**Work required**
Write out the entries again. Match each one exactly.

[Data items]

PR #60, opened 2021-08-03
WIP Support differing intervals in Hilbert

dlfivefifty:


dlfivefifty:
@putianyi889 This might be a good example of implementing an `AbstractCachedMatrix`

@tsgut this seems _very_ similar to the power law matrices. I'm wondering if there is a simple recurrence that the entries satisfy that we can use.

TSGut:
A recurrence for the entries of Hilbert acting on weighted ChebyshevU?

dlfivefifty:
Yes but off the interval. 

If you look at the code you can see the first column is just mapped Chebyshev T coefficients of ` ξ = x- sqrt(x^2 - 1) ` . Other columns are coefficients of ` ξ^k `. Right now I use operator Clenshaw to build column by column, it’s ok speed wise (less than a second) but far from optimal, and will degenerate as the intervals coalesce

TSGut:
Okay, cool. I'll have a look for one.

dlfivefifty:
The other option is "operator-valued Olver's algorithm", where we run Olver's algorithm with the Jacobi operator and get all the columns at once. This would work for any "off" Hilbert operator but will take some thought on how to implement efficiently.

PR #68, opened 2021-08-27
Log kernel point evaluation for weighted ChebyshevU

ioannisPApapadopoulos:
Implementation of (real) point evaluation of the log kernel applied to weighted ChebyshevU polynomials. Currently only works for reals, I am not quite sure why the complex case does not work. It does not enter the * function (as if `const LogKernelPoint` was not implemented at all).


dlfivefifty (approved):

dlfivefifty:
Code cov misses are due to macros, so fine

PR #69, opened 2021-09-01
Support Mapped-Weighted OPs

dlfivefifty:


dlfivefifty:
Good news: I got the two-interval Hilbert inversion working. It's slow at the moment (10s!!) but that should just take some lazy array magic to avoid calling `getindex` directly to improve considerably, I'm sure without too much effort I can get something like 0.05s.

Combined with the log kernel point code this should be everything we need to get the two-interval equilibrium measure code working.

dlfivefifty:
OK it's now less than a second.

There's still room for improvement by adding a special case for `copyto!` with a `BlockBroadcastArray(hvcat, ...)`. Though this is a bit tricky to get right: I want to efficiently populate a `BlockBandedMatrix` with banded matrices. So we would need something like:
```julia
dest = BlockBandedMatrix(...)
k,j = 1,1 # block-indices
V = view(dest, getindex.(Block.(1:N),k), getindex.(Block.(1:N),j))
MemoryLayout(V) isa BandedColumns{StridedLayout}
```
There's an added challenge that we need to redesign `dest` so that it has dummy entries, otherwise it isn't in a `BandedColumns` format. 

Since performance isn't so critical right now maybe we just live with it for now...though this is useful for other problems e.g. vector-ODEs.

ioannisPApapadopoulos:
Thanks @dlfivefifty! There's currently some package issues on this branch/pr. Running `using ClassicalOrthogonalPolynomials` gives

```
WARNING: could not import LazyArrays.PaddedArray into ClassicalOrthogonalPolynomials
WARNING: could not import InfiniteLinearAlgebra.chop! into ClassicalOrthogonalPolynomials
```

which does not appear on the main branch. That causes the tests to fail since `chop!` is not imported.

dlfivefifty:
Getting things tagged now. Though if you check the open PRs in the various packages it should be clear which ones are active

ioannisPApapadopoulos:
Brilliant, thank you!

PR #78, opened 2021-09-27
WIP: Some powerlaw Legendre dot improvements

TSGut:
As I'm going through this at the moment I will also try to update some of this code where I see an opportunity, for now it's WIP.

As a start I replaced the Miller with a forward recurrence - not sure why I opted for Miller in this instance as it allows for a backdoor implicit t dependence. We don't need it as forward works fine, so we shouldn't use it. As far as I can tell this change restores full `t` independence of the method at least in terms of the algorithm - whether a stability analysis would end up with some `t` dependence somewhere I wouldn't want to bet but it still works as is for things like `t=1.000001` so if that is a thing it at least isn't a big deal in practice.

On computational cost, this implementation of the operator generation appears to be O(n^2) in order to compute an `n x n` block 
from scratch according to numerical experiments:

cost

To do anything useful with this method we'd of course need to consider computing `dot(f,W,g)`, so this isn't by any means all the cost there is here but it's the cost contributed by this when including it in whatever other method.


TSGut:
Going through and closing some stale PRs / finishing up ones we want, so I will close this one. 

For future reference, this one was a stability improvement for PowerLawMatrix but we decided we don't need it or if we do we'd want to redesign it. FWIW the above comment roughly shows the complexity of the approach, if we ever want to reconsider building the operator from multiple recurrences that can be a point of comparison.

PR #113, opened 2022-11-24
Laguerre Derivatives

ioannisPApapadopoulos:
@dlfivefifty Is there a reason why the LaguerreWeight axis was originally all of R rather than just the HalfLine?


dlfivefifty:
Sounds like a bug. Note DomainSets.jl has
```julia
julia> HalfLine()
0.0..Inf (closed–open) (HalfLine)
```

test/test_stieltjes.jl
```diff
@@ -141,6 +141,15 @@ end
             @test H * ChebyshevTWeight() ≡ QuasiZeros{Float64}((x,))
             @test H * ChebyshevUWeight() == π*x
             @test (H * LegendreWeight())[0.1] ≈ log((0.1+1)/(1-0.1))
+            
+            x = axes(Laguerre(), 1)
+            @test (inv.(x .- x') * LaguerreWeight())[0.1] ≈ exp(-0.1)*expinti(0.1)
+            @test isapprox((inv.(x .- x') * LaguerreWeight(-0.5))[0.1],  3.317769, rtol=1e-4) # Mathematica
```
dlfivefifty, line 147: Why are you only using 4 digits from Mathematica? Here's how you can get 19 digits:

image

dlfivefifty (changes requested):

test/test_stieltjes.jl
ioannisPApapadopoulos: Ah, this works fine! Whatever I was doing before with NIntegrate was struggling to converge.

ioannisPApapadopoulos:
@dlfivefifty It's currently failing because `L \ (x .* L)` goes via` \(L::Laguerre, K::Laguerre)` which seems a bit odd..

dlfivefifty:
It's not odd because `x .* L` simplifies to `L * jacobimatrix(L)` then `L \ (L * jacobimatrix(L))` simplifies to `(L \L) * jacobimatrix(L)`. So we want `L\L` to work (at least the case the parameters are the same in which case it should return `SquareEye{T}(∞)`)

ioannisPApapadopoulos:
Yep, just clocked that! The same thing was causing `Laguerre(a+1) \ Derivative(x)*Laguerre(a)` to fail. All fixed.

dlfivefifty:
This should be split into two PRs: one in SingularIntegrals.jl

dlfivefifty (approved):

**Exercise result**
PR #60, opened 2021-08-03
WIP Support differing intervals in Hilbert

dlfivefifty:


dlfivefifty:
@putianyi889 This might be a good example of implementing an `AbstractCachedMatrix`

@tsgut this seems _very_ similar to the power law matrices. I'm wondering if there is a simple recurrence that the entries satisfy that we can use.

TSGut:
A recurrence for the entries of Hilbert acting on weighted ChebyshevU?

dlfivefifty:
Yes but off the interval. 

If you look at the code you can see the first column is just mapped Chebyshev T coefficients of ` ξ = x- sqrt(x^2 - 1) ` . Other columns are coefficients of ` ξ^k `. Right now I use operator Clenshaw to build column by column, it’s ok speed wise (less than a second) but far from optimal, and will degenerate as the intervals coalesce

TSGut:
Okay, cool. I'll have a look for one.

dlfivefifty:
The other option is "operator-valued Olver's algorithm", where we run Olver's algorithm with the Jacobi operator and get all the columns at once. This would work for any "off" Hilbert operator but will take some thought on how to implement efficiently.

PR #68, opened 2021-08-27
Log kernel point evaluation for weighted ChebyshevU

ioannisPApapadopoulos:
Implementation of (real) point evaluation of the log kernel applied to weighted ChebyshevU polynomials. Currently only works for reals, I am not quite sure why the complex case does not work. It does not enter the * function (as if `const LogKernelPoint` was not implemented at all).


dlfivefifty (approved):

dlfivefifty:
Code cov misses are due to macros, so fine

PR #69, opened 2021-09-01
Support Mapped-Weighted OPs

dlfivefifty:


dlfivefifty:
Good news: I got the two-interval Hilbert inversion working. It's slow at the moment (10s!!) but that should just take some lazy array magic to avoid calling `getindex` directly to improve considerably, I'm sure without too much effort I can get something like 0.05s.

Combined with the log kernel point code this should be everything we need to get the two-interval equilibrium measure code working.

dlfivefifty:
OK it's now less than a second.

There's still room for improvement by adding a special case for `copyto!` with a `BlockBroadcastArray(hvcat, ...)`. Though this is a bit tricky to get right: I want to efficiently populate a `BlockBandedMatrix` with banded matrices. So we would need something like:
```julia
dest = BlockBandedMatrix(...)
k,j = 1,1 # block-indices
V = view(dest, getindex.(Block.(1:N),k), getindex.(Block.(1:N),j))
MemoryLayout(V) isa BandedColumns{StridedLayout}
```
There's an added challenge that we need to redesign `dest` so that it has dummy entries, otherwise it isn't in a `BandedColumns` format. 

Since performance isn't so critical right now maybe we just live with it for now...though this is useful for other problems e.g. vector-ODEs.

ioannisPApapadopoulos:
Thanks @dlfivefifty! There's currently some package issues on this branch/pr. Running `using ClassicalOrthogonalPolynomials` gives

```
WARNING: could not import LazyArrays.PaddedArray into ClassicalOrthogonalPolynomials
WARNING: could not import InfiniteLinearAlgebra.chop! into ClassicalOrthogonalPolynomials
```

which does not appear on the main branch. That causes the tests to fail since `chop!` is not imported.

dlfivefifty:
Getting things tagged now. Though if you check the open PRs in the various packages it should be clear which ones are active

ioannisPApapadopoulos:
Brilliant, thank you!

PR #78, opened 2021-09-27
WIP: Some powerlaw Legendre dot improvements

TSGut:
As I'm going through this at the moment I will also try to update some of this code where I see an opportunity, for now it's WIP.

As a start I replaced the Miller with a forward recurrence - not sure why I opted for Miller in this instance as it allows for a backdoor implicit t dependence. We don't need it as forward works fine, so we shouldn't use it. As far as I can tell this change restores full `t` independence of the method at least in terms of the algorithm - whether a stability analysis would end up with some `t` dependence somewhere I wouldn't want to bet but it still works as is for things like `t=1.000001` so if that is a thing it at least isn't a big deal in practice.

On computational cost, this implementation of the operator generation appears to be O(n^2) in order to compute an `n x n` block 
from scratch according to numerical experiments:

cost

To do anything useful with this method we'd of course need to consider computing `dot(f,W,g)`, so this isn't by any means all the cost there is here but it's the cost contributed by this when including it in whatever other method.


TSGut:
Going through and closing some stale PRs / finishing up ones we want, so I will close this one. 

For future reference, this one was a stability improvement for PowerLawMatrix but we decided we don't need it or if we do we'd want to redesign it. FWIW the above comment roughly shows the complexity of the approach, if we ever want to reconsider building the operator from multiple recurrences that can be a point of comparison.

PR #113, opened 2022-11-24
Laguerre Derivatives

ioannisPApapadopoulos:
@dlfivefifty Is there a reason why the LaguerreWeight axis was originally all of R rather than just the HalfLine?


dlfivefifty:
Sounds like a bug. Note DomainSets.jl has
```julia
julia> HalfLine()
0.0..Inf (closed–open) (HalfLine)
```

test/test_stieltjes.jl
```diff
@@ -141,6 +141,15 @@ end
             @test H * ChebyshevTWeight() ≡ QuasiZeros{Float64}((x,))
             @test H * ChebyshevUWeight() == π*x
             @test (H * LegendreWeight())[0.1] ≈ log((0.1+1)/(1-0.1))
+            
+            x = axes(Laguerre(), 1)
+            @test (inv.(x .- x') * LaguerreWeight())[0.1] ≈ exp(-0.1)*expinti(0.1)
+            @test isapprox((inv.(x .- x') * LaguerreWeight(-0.5))[0.1],  3.317769, rtol=1e-4) # Mathematica
```
dlfivefifty, line 147: Why are you only using 4 digits from Mathematica? Here's how you can get 19 digits:

image

dlfivefifty (changes requested):

test/test_stieltjes.jl
ioannisPApapadopoulos: Ah, this works fine! Whatever I was doing before with NIntegrate was struggling to converge.

ioannisPApapadopoulos:
@dlfivefifty It's currently failing because `L \ (x .* L)` goes via` \(L::Laguerre, K::Laguerre)` which seems a bit odd..

dlfivefifty:
It's not odd because `x .* L` simplifies to `L * jacobimatrix(L)` then `L \ (L * jacobimatrix(L))` simplifies to `(L \L) * jacobimatrix(L)`. So we want `L\L` to work (at least the case the parameters are the same in which case it should return `SquareEye{T}(∞)`)

ioannisPApapadopoulos:
Yep, just clocked that! The same thing was causing `Laguerre(a+1) \ Derivative(x)*Laguerre(a)` to fail. All fixed.

dlfivefifty:
This should be split into two PRs: one in SingularIntegrals.jl

dlfivefifty (approved):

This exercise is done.